• **What is expected**: The lines to reproduce run from the first one below to the line containing "(diff shortened: 3 of 8 files shown)", both included. Reproduce them exactly and nothing else.

• **Given records**:
PR #415, opened 2019-03-29
feat: Update unsupported runtimes

robcresswell:
This PR raises our minimum support Node version to 6. See https://snyk.io/blog/snyk-cli-drops-support-for-node-js-4-argon/ for more detail

### DIFF
--- a/.travis.yml
+++ b/.travis.yml
@@ -4,7 +4,6 @@ node_js:
   - "10"
   - "8"
   - "6"
-  - "4"
 cache:
   directories:
     - node_modules
--- a/src/cli/runtime.ts
+++ b/src/cli/runtime.ts
@@ -1,8 +1,8 @@
-import {gte} from 'semver';
+import { gte } from 'semver';
 
-const MIN_RUNTIME = '4.0.0';
+const MIN_RUNTIME = '6.5.0';
 
-export const supportedRange = '>= 4';
+export const supportedRange = `>= ${MIN_RUNTIME}`;
 
 export function isSupported(runtimeVersion) {
   return gte(runtimeVersion, MIN_RUNTIME);
--- a/test/runtime.test.js
+++ b/test/runtime.test.js
@@ -4,9 +4,11 @@ var runtime = require('../src/cli/runtime');
 test('nodejs runtime versions support ', function (t) {
   t.ok(runtime.isSupported(process.versions.node),
     'Current runtime is supported');
-  t.ok(runtime.isSupported('4.0.0'), '4.0.0 is supported');
+  t.ok(runtime.isSupported('6.16.0'), '6.16.0 is supported');
   t.ok(runtime.isSupported('11.0.0-pre'), 'pre-release is supported');
   t.notOk(runtime.isSupported('0.10.48'), '0.10 is not supported');
   t.notOk(runtime.isSupported('0.12.18'), '0.12 is not supported');
+  t.notOk(runtime.isSupported('4.0.0'), '4.0.0 is not supported');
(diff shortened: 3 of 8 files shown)


src/cli/runtime.ts
```diff
@@ -1,9 +1,9 @@
...
 
-const MIN_RUNTIME = '4.0.0';
+const MIN_RUNTIME = '6';
 
-export const supportedRange = '>= 4';
+export const supportedRange = `>= ${MIN_RUNTIME}`;
 
 export function isSupported(runtimeVersion) {
-  return gte(runtimeVersion, MIN_RUNTIME);
+  return satisfies(runtimeVersion, supportedRange);
```
darscan: satisfies does not do what you think it does, please revert :trollface:

.travis.yml
```diff
@@ -20,8 +19,6 @@ install:
   - npm install
 script:
   - npm run snyk-auth
-  # tests are failing on npm@5, downgrade to npm@3 if >3 is installed
-  - test "$(npm -v | cut -d'.' -f1)" -le 3 || npm i -g npm@^3.0.0
```
adrukh: This is actually more needed then ever, since nodejs6 and up bundle npm@5 and up (iirc)

src/cli/runtime.ts
```diff
@@ -1,8 +1,8 @@
-import {gte} from 'semver';
+import { gte } from 'semver';
 
-const MIN_RUNTIME = '4.0.0';
+const MIN_RUNTIME = '6.5.0';
```
adrukh: I remembered `6.0.0` was not good due to some good reasons, can we elaborate what they are?

test/runtime.test.js
```diff
@@ -4,9 +4,10 @@ var runtime = require('../src/cli/runtime');
 test('nodejs runtime versions support ', function (t) {
   t.ok(runtime.isSupported(process.versions.node),
     'Current runtime is supported');
-  t.ok(runtime.isSupported('4.0.0'), '4.0.0 is supported');
+  t.ok(runtime.isSupported('6.16.0'), '6.16.0 is supported');
   t.ok(runtime.isSupported('11.0.0-pre'), 'pre-release is supported');
   t.notOk(runtime.isSupported('0.10.48'), '0.10 is not supported');
   t.notOk(runtime.isSupported('0.12.18'), '0.12 is not supported');
+  t.notOk(runtime.isSupported('4.0.0'), '4.0.0 is not supported');
```
adrukh: Maybe also test that `6.4.0` is not supported, just to assert the actual value of `6.5.0` that is being used?

.travis.yml
robcresswell: Do we still need to make sure tests run on npm@3 though? I assumed this was some workaround...

test/runtime.test.js
robcresswell: Sure will do

src/cli/runtime.ts
robcresswell: Related to JS compatibility. `6.0.0` doesn't have full ES2015 support IIRC, which we wanted.

.travis.yml
adrukh: That's exactly the thing... Our tests fixtures assume npm@3 logic when it comes to deduping deps etc. Newer versions of npm break some of the older tests.

adrukh:
Let's also update https://github.com/snyk/snyk/blob/master/package.json#L22 please

.travis.yml
robcresswell: Ahh, I see, so we'd need to update fixture. I'll revert tomorrow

• **Answer to the exercise**:
PR #415, opened 2019-03-29
feat: Update unsupported runtimes

robcresswell:
This PR raises our minimum support Node version to 6. See https://snyk.io/blog/snyk-cli-drops-support-for-node-js-4-argon/ for more detail

### DIFF
--- a/.travis.yml
+++ b/.travis.yml
@@ -4,7 +4,6 @@ node_js:
   - "10"
   - "8"
   - "6"
-  - "4"
 cache:
   directories:
     - node_modules
--- a/src/cli/runtime.ts
+++ b/src/cli/runtime.ts
@@ -1,8 +1,8 @@
-import {gte} from 'semver';
+import { gte } from 'semver';
 
-const MIN_RUNTIME = '4.0.0';
+const MIN_RUNTIME = '6.5.0';
 
-export const supportedRange = '>= 4';
+export const supportedRange = `>= ${MIN_RUNTIME}`;
 
 export function isSupported(runtimeVersion) {
   return gte(runtimeVersion, MIN_RUNTIME);
--- a/test/runtime.test.js
+++ b/test/runtime.test.js
@@ -4,9 +4,11 @@ var runtime = require('../src/cli/runtime');
 test('nodejs runtime versions support ', function (t) {
   t.ok(runtime.isSupported(process.versions.node),
     'Current runtime is supported');
-  t.ok(runtime.isSupported('4.0.0'), '4.0.0 is supported');
+  t.ok(runtime.isSupported('6.16.0'), '6.16.0 is supported');
   t.ok(runtime.isSupported('11.0.0-pre'), 'pre-release is supported');
   t.notOk(runtime.isSupported('0.10.48'), '0.10 is not supported');
   t.notOk(runtime.isSupported('0.12.18'), '0.12 is not supported');
+  t.notOk(runtime.isSupported('4.0.0'), '4.0.0 is not supported');
(diff shortened: 3 of 8 files shown)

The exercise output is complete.